'''

PR #343, opened 2019-06-02
devices/spd-decode: Fallback to another driver when no devices are found

ocerman:
This PR implements @bp0's idea (in #341) to fallback to another driver when no devices are found. (So when no ee1004 devices are found, hardinfo will fallback to eeprom driver)

This also fixes freeing uninitialized pointer problem in decode_dimms function (@bp0 reported that in #341).


lpereira:
Merged, thanks!

Issue #345, opened 2019-06-16
DDR3 SPD decode, reported size is double actual size for Samsung parts


bp0:
As seen below, Memory SPD reports 4096MB for a 2048MB DIMM. The DMI information is correct.
![frog-dmi](https://user-images.githubusercontent.com/1758090/59566169-cbdba200-9021-11e9-8efb-3df114b94493.png)
![frog-spd](https://user-images.githubusercontent.com/1758090/59566173-ced69280-9021-11e9-8226-336140083e33.png)
![frog-eeprom](https://user-images.githubusercontent.com/1758090/59566176-dc8c1800-9021-11e9-8816-cc5b53c44268.png)

bp0:
Here is a system with one Samsung and one Hynix DIMM. Only the Samsung DIMM has a reported size that is double the actual size.

![leene-dmi](https://user-images.githubusercontent.com/1758090/59566299-e6167f80-9023-11e9-9957-6d502b5d78d1.png)
![leene-spd](https://user-images.githubusercontent.com/1758090/59566303-ef075100-9023-11e9-8c4f-b77b4e34669e.png)
![leene-spd-hynix](https://user-images.githubusercontent.com/1758090/59566307-fb8ba980-9023-11e9-9284-43e5345960f9.png)
![leene-spd-samsung](https://user-images.githubusercontent.com/1758090/59566308-fd556d00-9023-11e9-85f9-e485d8e4a683.png)

lpereira:
In other news, it would be nice to not show the DIMM information in the CPU information, and move it to the Memory SPD thing.

bp0:
Yes, I would like that too, but I think the problem I had is that I don't know a way to match the information.

ocerman:
I think we could move DMI DIMM information into Devices->DMI, as matching it to SPD would be difficult.

Or,  we could move current /proc/meminfo from Devices->Memory to Computer->Memory which I think would be better place, because values from /proc/meminfo is mostly dependent on OS and its usage. Then we could move DMI DIMM information into Devices->Memory.

ocerman:
Also, about original issue: Timings are probably also not correct (tCL should not be 0). Also I noticed that decoding Module Manufacturer is not implemented for DDR3. I may take a look on it.

PR #354, opened 2019-06-20
move devices/memory to computer/memory usage

bp0:
As discussed in https://github.com/lpereira/hardinfo/issues/345.

Everything seems to be working, except there is now a message at startup:
> Module "Computer" depends on module "devices.so"

Didn't it always? I'm not sure what I changed that causes this message. This also blocks benchmarks from working, because the spawned process dies with this message.
Maybe @lpereira could fix that?

### DIFF
--- a/CMakeLists.txt
+++ b/CMakeLists.txt
@@ -135,6 +135,7 @@ set(MODULE_computer_SOURCES
 	modules/computer/languages.c
 	modules/computer/loadavg.c
 	modules/computer/memory.c
+	modules/computer/memory_usage.c
 	modules/computer/modules.c
 	modules/computer/os.c
 	modules/computer/uptime.c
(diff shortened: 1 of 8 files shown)


lpereira:
Making various modules was a mistake.  I've considered rewriting HardInfo a million times and getting rid of this mess is one of those things that makes the top 5 reasons to do so.  (The shell communicating with the modules via a .ini-style string is number 1 though.)

I'll take a look, see how hard it is to fix this warning/error.

lpereira:
Ah, the reason is that the `devices.so` module requires the `memlabels` GHashTable, but it's defined in `computer.so`.  Just pushed a commit that debug-prints the value of `g_module_error()` when loading a module.

bp0:
Alright, should be fixed.

lpereira:
Merged, thanks!

PR #355, opened 2019-06-21
DMI socket/module information moved from Processor to Memory DMI

bp0:
As discussed #345. Following #354.

SPD is still preferable because Hardinfo doesn't need to run as root, only the user has to add the required module. I would still like to merge Memory DMI and Memory SPD in the future, if a way can be found to match the information from DMI and SPD and create an abstract Memory Slot/Module structure to display.


lpereira:
Thanks, merged!

PR #356, opened 2019-06-21
Not(e) for missing nvme info without udisks2

bp0:
As @ocerman mentioned recently in #243. 
`/sys/class/nvme` could be used, but is there any recent system that doesn't include udisks2 that also might have the relatively new nvme?

edit: note a slight conflict with #355 that should be easy to resolve.

### DIFF
--- a/modules/devices.c
+++ b/modules/devices.c
@@ -115,6 +115,7 @@ gchar *printer_list = NULL;
 gchar *printer_icons = NULL;
 gchar *pci_list = NULL;
 gchar *input_list = NULL;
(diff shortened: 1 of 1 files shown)


ocerman:
I really do not know any current Linux distro that doesn't include udisks2.

Also... udisksctl is not really needed, only udisksd.

bp0:
Thanks, I've updated the note.
Maybe systemd-less systems?

lpereira:
I agree that a note like this is needed. Merging.

PR #360, opened 2019-06-23
Change "smart" to "S.M.A.R.T."

TotalCaesar659:


bp0:
Maybe just "S.M.A.R.T" or "Self-monitoring" instead of ""S.M.A.R.T monitoring" because the M already stands for monitoring. It's redundant, like "ATM Machine".

TotalCaesar659:
Well, I just wanted to make it more clearer, cause S.M.A.R.T. is already well-established. And I have a doubt that some tautology will play a big role (especially in Linux world with its "GNU is not Unix" etc).
Let's see what @lpereira will say about it, of course I may change the PR.

bp0:
Well I agree that Smart -> S.M.A.R.T is a good idea, but I suggest as a further refinement that we also remove the redundant term in some way. "Self-monitoring (S.M.A.R.T)" might be another candidate.

As "ATM Machine" = "Automatic Teller **Machine Machine**", a common error, so does "S.M.A.R.T Monitoring" = "Self-**Monitoring**, Analysis and Reporting Technology **Monitoring**". There is a redundant term.

modules/devices/storage.c
```diff
@@ -86,7 +86,7 @@ gboolean __scan_udisks2_devices(void) {
             features = h_strdup_cprintf(", %s", features, _("Ejectable"));
         }
         if (disk->smart_supported) {
-            features = h_strdup_cprintf(", %s", features, _("Smart monitoring"));
+            features = h_strdup_cprintf(", %s", features, _("S.M.A.R.T. monitoring"));
```
lpereira:
```suggestion
            features = h_strdup_cprintf(", %s", features, _("Self-monitoring (S.M.A.R.T.)"));
```

modules/devices/storage.c
```diff
@@ -139,7 +139,7 @@ gboolean __scan_udisks2_devices(void) {
             moreinfo = h_strdup_cprintf(_("Connection bus=%s\n"), moreinfo, disk->connection_bus);
         }
         if (disk->smart_enabled) {
-            moreinfo = h_strdup_cprintf(_("[Smart monitoring]\n"
+            moreinfo = h_strdup_cprintf(_("[S.M.A.R.T. monitoring]\n"
```
lpereira:
```suggestion
            moreinfo = h_strdup_cprintf(_("[Self-monitoring (S.M.A.R.T.)]\n"
```

TotalCaesar659:
@lpereira Updated.

lpereira:
Merged, thanks!

PR #366, opened 2019-06-26
devices/dmi_memory.c: shell viewtype=1 version, other tweaks

bp0:
ViewType=1 version:
dmimem

Notes:
* add -std=c99 for dmi_memory.c to use a unicode arrow
* -std=c99 is picky about inline functions


lpereira:
Nice!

'''

What you return must be the lines above that run from the line with "(diff shortened: 1 of 8 files shown)" to the line with "As discussed #345. Following #354.", inclusive, each copied exactly.

(diff shortened: 1 of 8 files shown)


lpereira:
Making various modules was a mistake.  I've considered rewriting HardInfo a million times and getting rid of this mess is one of those things that makes the top 5 reasons to do so.  (The shell communicating with the modules via a .ini-style string is number 1 though.)

I'll take a look, see how hard it is to fix this warning/error.

lpereira:
Ah, the reason is that the `devices.so` module requires the `memlabels` GHashTable, but it's defined in `computer.so`.  Just pushed a commit that debug-prints the value of `g_module_error()` when loading a module.

bp0:
Alright, should be fixed.

lpereira:
Merged, thanks!

PR #355, opened 2019-06-21
DMI socket/module information moved from Processor to Memory DMI

bp0:
As discussed #345. Following #354.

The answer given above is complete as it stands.